Instructions to follow:
Your job is to set down the stretch of entries that opens with the line containing "Eden AI is an" and closes with the line containing "## Design notes". Keep both end lines, copy each exactly, and add nothing.

Records from a data collection:
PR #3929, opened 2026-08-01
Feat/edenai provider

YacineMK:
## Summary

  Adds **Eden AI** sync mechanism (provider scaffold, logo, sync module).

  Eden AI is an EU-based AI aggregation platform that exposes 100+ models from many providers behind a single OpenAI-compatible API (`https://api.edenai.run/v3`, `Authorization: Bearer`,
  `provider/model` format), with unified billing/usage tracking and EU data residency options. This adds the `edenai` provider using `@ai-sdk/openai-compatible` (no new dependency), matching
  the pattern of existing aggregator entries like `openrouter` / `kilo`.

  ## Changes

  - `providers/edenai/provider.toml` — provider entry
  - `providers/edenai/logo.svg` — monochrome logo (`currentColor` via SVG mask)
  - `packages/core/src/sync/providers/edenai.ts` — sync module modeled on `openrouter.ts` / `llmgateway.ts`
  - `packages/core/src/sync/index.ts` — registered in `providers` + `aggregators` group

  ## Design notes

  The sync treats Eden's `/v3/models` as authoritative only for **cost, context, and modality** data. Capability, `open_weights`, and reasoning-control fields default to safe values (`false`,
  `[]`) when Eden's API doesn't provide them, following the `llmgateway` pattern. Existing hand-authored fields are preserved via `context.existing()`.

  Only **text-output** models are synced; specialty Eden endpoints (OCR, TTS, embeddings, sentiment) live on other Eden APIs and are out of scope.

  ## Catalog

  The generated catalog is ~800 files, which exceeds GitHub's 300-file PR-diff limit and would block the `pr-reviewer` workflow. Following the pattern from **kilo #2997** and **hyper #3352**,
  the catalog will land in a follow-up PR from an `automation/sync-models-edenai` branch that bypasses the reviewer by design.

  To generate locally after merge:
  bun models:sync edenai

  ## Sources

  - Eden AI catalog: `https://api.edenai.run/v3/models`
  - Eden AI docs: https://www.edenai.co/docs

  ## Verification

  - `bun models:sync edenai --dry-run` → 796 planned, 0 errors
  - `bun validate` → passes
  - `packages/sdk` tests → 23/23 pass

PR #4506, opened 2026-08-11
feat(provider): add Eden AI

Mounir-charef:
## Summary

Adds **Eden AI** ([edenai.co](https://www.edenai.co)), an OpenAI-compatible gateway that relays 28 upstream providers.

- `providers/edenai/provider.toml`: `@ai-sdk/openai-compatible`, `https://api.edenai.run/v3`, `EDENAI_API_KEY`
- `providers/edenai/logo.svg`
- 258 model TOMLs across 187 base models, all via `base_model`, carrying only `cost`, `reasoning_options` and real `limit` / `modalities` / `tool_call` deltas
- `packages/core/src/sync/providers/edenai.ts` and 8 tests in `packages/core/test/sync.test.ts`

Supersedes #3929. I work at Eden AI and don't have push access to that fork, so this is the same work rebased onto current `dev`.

Result:
  Eden AI is an EU-based AI aggregation platform that exposes 100+ models from many providers behind a single OpenAI-compatible API (`https://api.edenai.run/v3`, `Authorization: Bearer`,
  `provider/model` format), with unified billing/usage tracking and EU data residency options. This adds the `edenai` provider using `@ai-sdk/openai-compatible` (no new dependency), matching
  the pattern of existing aggregator entries like `openrouter` / `kilo`.

  ## Changes

  - `providers/edenai/provider.toml` — provider entry
  - `providers/edenai/logo.svg` — monochrome logo (`currentColor` via SVG mask)
  - `packages/core/src/sync/providers/edenai.ts` — sync module modeled on `openrouter.ts` / `llmgateway.ts`
  - `packages/core/src/sync/index.ts` — registered in `providers` + `aggregators` group

  ## Design notes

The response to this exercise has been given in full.